Items from a data source:

Issue #1221, opened 2026-08-21
feat(flux): PuLID cross-attention adapter across every FLUX transformer variant


jamesbrink:
Part of milestone **PuLID-FLUX: functional**. Depends on #1219 and #1220 (which may land in parallel). This single mold PR bumps the candle revision + `Cargo.lock`, wires `forward_with_hook`, and implements the adapter. All four transformer variants are wired and unit-tested, but milestone 1 QUALIFIES and advertises only `flux-dev:q4` and `flux-dev:q8` (the tier bare `flux-dev` resolves first); bf16, Krea, offload-under-pressure, LoRA, and img2img combinations are qualified in milestone 2.

## Reference
- `ToTheBeginning/PuLID` `flux/model.py` (`pulid_double_interval = 2`, `pulid_single_interval = 4`; `img = img + id_weight * self.pulid_ca[ca_idx](id, img)` in the double loop; `real_img = real_img + id_weight * self.pulid_ca[ca_idx](id, real_img)` on the image slice in the single loop) and `pulid/encoders_transformer.py::PerceiverAttentionCA`.
- Executable oracle: `tmp/sdcpp` (`src/model/adapter/pulid.hpp`, `src/model/diffusion/flux.hpp:993-1004` count, `:1120-1161` injection; `docs/pulid.md`). `build/bin/sd-cli` is already built.

## Scope
- `crates/mold-inference/src/flux/pulid.rs`: `PerceiverAttentionCA` — `norm1` (id tokens), `norm2` (image tokens), `to_q` 3072→2048, `to_kv` 2048→4096 split, 16 heads × 128, `to_out` 2048→3072; attention via `crate::attention` (Metal auto-chunk rules apply). `PulidAdapter { ca: Vec<_> }` loaded from `pulid_ca.{i}.*` (fp16 → working dtype), count `ceil(depth/2) + ceil(depth_single/4)` = 20 for FLUX.1, asserted against tensors present. Modules are always resident — never streamed with the offloaded blocks.
[...]

Issue #1220, opened 2026-08-21
feat(core): PuLID request contract, identity capability, and asset dependencies


jamesbrink:
Part of milestone **PuLID-FLUX: functional**. May proceed in parallel with #1219; #1221 depends on both.

### Wire contract (`crates/mold-core/src/types.rs`)
Additive `GenerateRequest` fields, modelled on `source_image` / `source_image_name` (`types.rs:1173-1188`), NOT on H3's `references` (Ref2VA-specific, `types.rs:646-705`):
- `id_image: Option<Vec<u8>>` (base64, PNG/JPEG), `id_image_name: Option<String>` (provenance only)
- `id_weight: Option<f64>` (default 1.0, validated `0.0..=3.0` — upstream UI range; sd.cpp documents 0.7–1.2 as typical)
- `id_start_step: Option<u32>` (default 0, must be `< steps`)

`validate_request`: **milestone 1 accepts identity only for `flux-dev:q4` and `flux-dev:q8`** (the tier bare `flux-dev` resolves first). Every other model/tier — bf16, Krea, flux2, schnell, other families — is rejected with a message naming the supported models; the gate widens in milestone 2 as tiers are qualified. Compatible with neither LoRA nor img2img in milestone 1 (rejected explicitly, qualified in milestone 2).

Your instructions:
The number alone is wanted: how many lines of the records above include the string "default".

Answer box:
2